The Mavs have it all over this confused team, it'll be 105-94.


----------



## DMFFL4131 (Jan 19, 2005)

Final score: 116-84 Mavs win. Dirk has 42 points, 13 rebounds, and 7 assists.


----------



## Zach (May 11, 2003)

I think Dallas will control the ball with more ease and come out on top 103-96


----------



## mff4l (Dec 31, 2004)

mavs 101
nuggets 94


----------



## Gambino (Feb 11, 2004)

Mavs 105
Nuggets 90


----------



## Kekai (Jan 12, 2005)

Mavs 104
Nuggets 93


----------



## Gambino (Feb 11, 2004)

Is Josh Howard Injured?? Because he hasn't played since the 3rd quarter.


----------



## mff4l (Dec 31, 2004)

> Originally posted by <b>Gambino</b>!
> Is Josh Howard Injured?? Because he hasn't played since the 3rd quarter.

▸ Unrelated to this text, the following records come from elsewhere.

PR #90, opened 2022-03-30
Added DisSize to string and more info on docs

prudhvigodithi:

Issues addressing:
https://github.com/Opster/opensearch-k8s-operator/issues/88
https://github.com/Opster/opensearch-k8s-operator/issues/89


dbason (approved):

README.md
```diff
@@ -27,21 +27,32 @@ The project is currently a work in progress and is not (yet) recommended for use
...
-Go to `opensearch-operator` and use `opensearch-cluster.yaml` as a starting point to define your cluster - note that the `clusterName` is also the namespace that the new cluster will reside in. Then run:
+Go to `opensearch-operator/examples` and use `opensearch-cluster.yaml` as a starting point to define your cluster - note that the `clusterName` is also the namespace that the new cluster will reside in. Then run:
 
 ```bash
 kubectl apply -f opensearch-cluster.yaml
 ```
 
 Note: the current installation deploys with the default demo certificate provided by OpenSearch.
 
+## Deploying a new OpenSearch cluster with TLS and securityconfig setup
```
idanl21, line 45: Hey , dont you think it will be the best to add a small condition on the sec reconciler that said that if TLS is given and securityConfigSecret  isn’t, we will just create that default secret?

opensearch-operator/pkg/builders/cluster.go
```diff
@@ -24,8 +24,13 @@ const (
 )
 
 func NewSTSForNodePool(cr *opsterv1.OpenSearchCluster, node opsterv1.NodePool, volumes []corev1.Volume, volumeMounts []corev1.VolumeMount) *appsv1.StatefulSet {
-	disk := fmt.Sprint(node.DiskSize)
-
+	//To make sure disksize is not passed as empty
```
idanl21, line 27: Great, Thanks!

opensearch-operator/examples/opensearch-cluster.yaml
```diff
@@ -21,16 +21,10 @@ spec:
          cpu: "500m"
   confMgmt:
     smartScaler: true
-  security:
```
idanl21, line 24: Lets add, that if client is declaring `securityConfigSecret` == default, it will create that default secret.
when we just deleting it, it look like a waste of a good feature :)

idanl21 (commented):
loved the DIskSize transport. please share your opinion about my suggestions.

opensearch-operator/examples/opensearch-cluster.yaml
prudhvigodithi: So @idanl21 I have modified the code in such a way that a user need not now mention `securityConfigSecret==default`, as if TLS is enabled by default operator will created a default securityConfigSecret secret, that has default values, so this way a user need not explicitly mention pre-created `securityConfigSecret name`. Once the TLS is added and `securityConfigSecret name` is not added, the operator wont fail to start the batch job, as it will create a default secret and uses it to run securityadmin.sh for security plugin. If user added `securityConfigSecret name`, then operator proceeded to use this secret and does not create a default one, this makes user inputs easy as need not add `securityConfigSecret == default`.

idanl21 (approved):
looks good, thanks @prudhvigodithi .

PR #104, opened 2022-04-07
Add nodeselector

Unb0rn:
It seems like its impossible to pre-select the node to run manager on.
I've also had some problems with rendering templates as the second container in pod has no name.


segalziv:
Thanks, @Unb0rn for this. @idanl21 can you please review this?

idanl21 (approved):
Reasonable edit , thanks :)

Issue #122, opened 2022-05-04
operator should be installed into whatever namespace helm is used in


segalziv:
No namespace name should be set in the values.yaml. The operator should be installed into whatever namespace helm is used in (by default the selected namespace of kubectl or the one specified as helm install -n <namespace>). Helm offers {{ .Release.Namespace }} for that.

idanl21:
Uploaded New PR about it, also changed on artifactHub.io repol

idanl21:
fixed in the latest release

ekarlso:
There is still namespace issues with the chart btw..

PR #125, opened 2022-05-04
use helm norms for ns & crd

vanveele:
Addresses #122


ekarlso:
Why is this even required ? Should it not just install into .Release.Namespace?

kfox1111:
This change looks good to me. The previous logic looks broken. defining a macro over a variable has undefined behavior?

idanl21:
Thanks !
that already fixed on @prudhvigodithi pr (https://github.com/Opster/opensearch-k8s-operator/pull/148)

PR #1131, opened 2025-10-16
Fix useRoleBindings to properly use Role instead of ClusterRole

synhershko:
Fixes #1130

When useRoleBindings is set to true, the operator should create Role and RoleBinding resources instead of ClusterRole and ClusterRoleBinding to allow installation with namespace-level privileges.

This fix updates the following templates to conditionally use Role when useRoleBindings is true:

- opensearch-operator-manager-role-cr.yaml: Now creates Role when useRoleBindings is true, otherwise creates ClusterRole
- opensearch-operator-manager-rolebinding.yaml: Now references Role when useRoleBindings is true
- opensearch-operator-metrics-reader-cr.yaml: Now creates Role when useRoleBindings is true, otherwise creates ClusterRole
- opensearch-operator-proxy-role-cr.yaml: Now creates Role when useRoleBindings is true, otherwise creates ClusterRole
- opensearch-operator-proxy-rolebinding.yaml: Now references Role when useRoleBindings is true

This enables users with only namespace admin privileges to install the operator successfully.

By submitting this pull request, I confirm that my contribution is made under the terms of the Apache 2.0 license.
For more information on following Developer Certificate of Origin and signing off your commits, please check [here](https://github.com/opensearch-project/OpenSearch/blob/main/CONTRIBUTING.md#developer-certificate-of-origin).

Issue #1130, opened 2025-10-15
[BUG] useRoleBindings: True still continues to use ClusterRole and role bindings that use ClusterRole


murumkar:
### What is the bug?
useRoleBindings: True still continues to use ClusterRoles

### How can one reproduce the bug?
Set useRoleBindings: True in value overrides and try to install with an account that has namespace level privileges (such as namespace admin)

### What is the expected behavior?
Operator should use Role and RoleBinding and not ClusterRole

### What is your host/environment?
Linux

### Do you have any screenshots?
No

### Do you have any additional context?
Following changes can be done to rectify this bug. All the files are in templates director for the operator.
opensearch-operator-manager-role-cr.yaml
Change:
2c2
< kind: Role
---
> kind: ClusterRole
opensearch-operator-manager-rolebinding.yaml
Change:
8c8
<   kind: Role
---
>   kind: ClusterRole
opensearch-operator-metrics-reader-cr.yaml
Change:
2c2
< kind: Role
---
> kind: ClusterRole
4a5,9
> rules:
> - nonResourceURLs:
>   - /metrics
>   verbs:
>   - get
opensearch-operator-proxy-role-cr.yaml
Change:
2c2
< kind: Role
---
> kind: ClusterRole
opensearch-operator-proxy-rolebinding.yaml
Change:
8c8
<   kind: Role
---
>   kind: ClusterRole

murumkar:
```
File: opensearch-operator-manager-role-cr.yaml
Change:
2c2
< kind: Role
---
> kind: ClusterRole
File: opensearch-operator-manager-rolebinding.yaml
Change:
8c8
<   kind: Role
---
>   kind: ClusterRole
File: opensearch-operator-metrics-reader-cr.yaml
Change:
2c2
< kind: Role
---
> kind: ClusterRole
4a5,9
> rules:
> - nonResourceURLs:
>   - /metrics
>   verbs:
>   - get
File: opensearch-operator-proxy-role-cr.yaml
Change:
2c2
< kind: Role
---
> kind: ClusterRole
File: opensearch-operator-proxy-rolebinding.yaml
Change:
8c8
<   kind: Role
---
>   kind: ClusterRole
```

synhershko:
I opened #1131 to fix and #1132 to add tests

@prudhvigodithi @josedev-union please can you review?

josedev-union:
[...]

PR #1183, opened 2025-11-21
feat(helm): add namespace-scoped RBAC support

evgenii-engineer:
### Description
Add support for namespace-scoped RBAC permissions in the Helm chart. When `useRoleBindings` is set to `true`, the operator will use `Role` and `RoleBinding` instead of `ClusterRole` and `ClusterRoleBinding` for manager and proxy roles, allowing deployment in environments with restricted cluster-level permissions.

Changes:
- Manager and proxy roles are now conditional (Role/ClusterRole) based on `useRoleBindings` flag
- **Metrics ClusterRole is excluded when using namespace-scoped permissions** (nonResourceURLs like `/metrics` cannot be used in namespace-scoped Roles per Kubernetes RBAC rules)
- RoleBindings now reference the correct role kind (Role vs ClusterRole)

**Note:** This approach differs from previous attempts https://github.com/opensearch-project/opensearch-k8s-operator/issues/1130 https://github.com/opensearch-project/opensearch-k8s-operator/issues/1131 by correctly handling the metrics role - it is not created at all when `useRoleBindings=true`, rather than attempting to convert it to a namespace-scoped Role which would be invalid.

### DIFF
--- a/charts/opensearch-operator/README.md
+++ b/charts/opensearch-operator/README.md
@@ -90,4 +90,49 @@ The following table lists the configurable parameters of the Helm chart.
 
 Specify each parameter using the `--set key=value[,key=value]` argument to `helm install`.
 
+## Namespace-scoped RBAC
+
+By default, the operator uses cluster-scoped RBAC resources (ClusterRole and ClusterRoleBinding). If you want to restrict the operator's permissions to a specific namespace, you can enable namespace-scoped RBAC by setting `useRoleBindings: true`.
+
+### Installation with namespace-scoped RBAC
+
+```shell
+helm install opensearch-operator opensearch-operator/opensearch-operator \
+  --set useRoleBindings=true \
+  --set manager.watchNamespace=<your-namespace>
+```
+
+### Important considerations
+
+When `useRoleBindings` is enabled:
+
+- **Manager and proxy roles** will be created as namespace-scoped `Role` resources instead of `ClusterRole`
+- **Metrics ClusterRole** will NOT be created, as Kubernetes does not allow namespace-scoped Roles to grant permissions to non-resource URLs (like `/metrics`)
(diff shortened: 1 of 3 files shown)


josedev-union:
@evgenii-engineer we are planning to include `serviceMonitor` in the operator helm chart. Therefore, we need `get` permission on nonResourceURLs  `/metrics` .

evgenii-engineer:
@josedev-union Would you like me to implement one of these approaches in this PR? Or should we handle ServiceMonitor support in a separate PR?

josedev-union:
> @josedev-union Would you like me to implement one of these approaches in this PR? Or should we handle ServiceMonitor support in a separate PR?

Currently, the metrics ClusterRole is not used by the operator itself. It is created only for potential use by external monitoring systems. Because of that, we can safely omit creating this resource and make it optional, as you suggested in the PR.

However, if we decide to skip creating it, we should document that the operator’s metrics endpoint requires authentication (via TokenReviews) and authorization (via SubjectAccessReviews) through the kube-apiserver. This ensures users know they must create the appropriate ClusterRole themselves for their monitoring tools.

evgenii-engineer:
@josedev-union Thanks a lot for the clarification, that helps.

In this PR I’ll keep the current behavior where:
- When `useRoleBindings=false` (default), we continue to create the metrics ClusterRole as before.
- When `useRoleBindings=true`, we do not create the metrics ClusterRole at all, since the operator itself doesn’t use it and nonResourceURLs (`/metrics`) cannot be represented with a namespace-scoped Role.

I’ll also update the documentation to explain that:
- The operator’s `/metrics` endpoint is exposed via the kube-apiserver and requires authentication (TokenReviews) and authorization (SubjectAccessReviews).
- The chart does not create a ClusterRole for `/metrics` when using namespace-scoped RBAC, so users need to create the appropriate ClusterRole/ClusterRoleBinding themselves for their monitoring tools.

does it sound good?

josh didn't play after the first quarter. he was having back spasms. He collided a nuggets player and crumpled to the floor in pain. 

mavs win by 2. that was close. tooooooooooo close


----------



## Dragnsmke1 (Jul 29, 2002)

:no: ...well...that was close...


----------



## Gambino (Feb 11, 2004)

Dallas just won a nailbiter over Denver today. I should have known it would have been that way.


----------



## Dragnsmke1 (Jul 29, 2002)

havent been playing great lately...but a wins a win..good to know that even when we dont play our best we still have a legit shot at winning the game...thats something we couldnt do before...


----------



## Gambino (Feb 11, 2004)

The Nuggets are playing well right now though. They beat Seattle at Seattle and beat a red hot Memphis team by 10 the other night.


----------



## mff4l (Dec 31, 2004)

> Originally posted by <b>Gambino</b>!
> The Nuggets are playing well right now though. They beat Seattle at Seattle and beat a red hot Memphis team by 10 the other night.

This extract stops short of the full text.